A function evolution did not select for
One of the study's more interesting implications is conceptual rather than practical. Sea urchin spines evolved primarily for defense - they deter predators and protect the animal's body. The gradient porous structure likely arose through biomineralization processes that optimize mechanical properties like strength and flexibility, not electrical sensing. The mechanoelectrical response appears to be a by-product of a structure that evolved for entirely different reasons.
"For natural porous materials, mechanical properties such as strength may not be the primary function, but rather a by-product of complex biomineralisation," Wang said. "Uncovering previously unknown mechanisms that lie beyond a material's traditionally recognised function helps us to more comprehensively understand and fully utilise these natural resources."
This is a recurring theme in biomimetics: biological structures often have capabilities that their organisms never "use" in any adaptive sense. The spine's electrical response to water flow may play no role in the sea urchin's behavior. But the structure that produces it, once understood and replicated, can be put to uses that nature never anticipated.

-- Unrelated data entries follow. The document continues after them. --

PR #540, opened 2023-12-04
remoteproc_virtio: initialize the virtio device id when create vdev

CV-Bowen:
Should init the device ID when create the virtio device.

### DIFF
--- a/lib/remoteproc/remoteproc_virtio.c
+++ b/lib/remoteproc/remoteproc_virtio.c
@@ -254,6 +254,7 @@ rproc_virtio_create_vdev(unsigned int role, unsigned int notifyid,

From laboratory arrays to ocean deployments
The study demonstrates proof of concept, not a finished product. The 3D-printed sensors were tested under controlled laboratory conditions, not in open ocean environments where biofouling, corrosion, pressure, and turbulent flow would all challenge performance. The 3 x 3 array is small; scaling to the kinds of distributed sensor networks needed for marine monitoring would require significant engineering work.
The voltage signals generated - tens of millivolts - are small. In a noisy ocean environment, distinguishing signal from background would require careful electronic design. The durability of polymer and ceramic gradient structures under long-term submersion has not been established. And the claim that the architecture could be adapted for brain-computer interfaces, while conceptually interesting, remains entirely unvalidated.
Still, the core finding is solid: a biological structure generates electricity through a mechanism that can be replicated in synthetic materials, and the gradient architecture provides measurable amplification. That is a starting point for engineering, not a finished technology - but it is a starting point with clear physics behind it.